What you will do:
The listing below is to be reproduced in full, character for character.

Data section:
____________________
PR #2721, opened 2024-10-15
Minor tweaks to CustomUserFederation

shaidar:

Nathan noticed that syncing using SCIM wasn't running and after looking at the UI, the sync periods weren't set. Looking at pulumi docs, moved the sync_periods from the config block to the defined keys.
____________________
Result of this task:
PR #2721, opened 2024-10-15
Minor tweaks to CustomUserFederation

shaidar:

Nathan noticed that syncing using SCIM wasn't running and after looking at the UI, the sync periods weren't set. Looking at pulumi docs, moved the sync_periods from the config block to the defined keys.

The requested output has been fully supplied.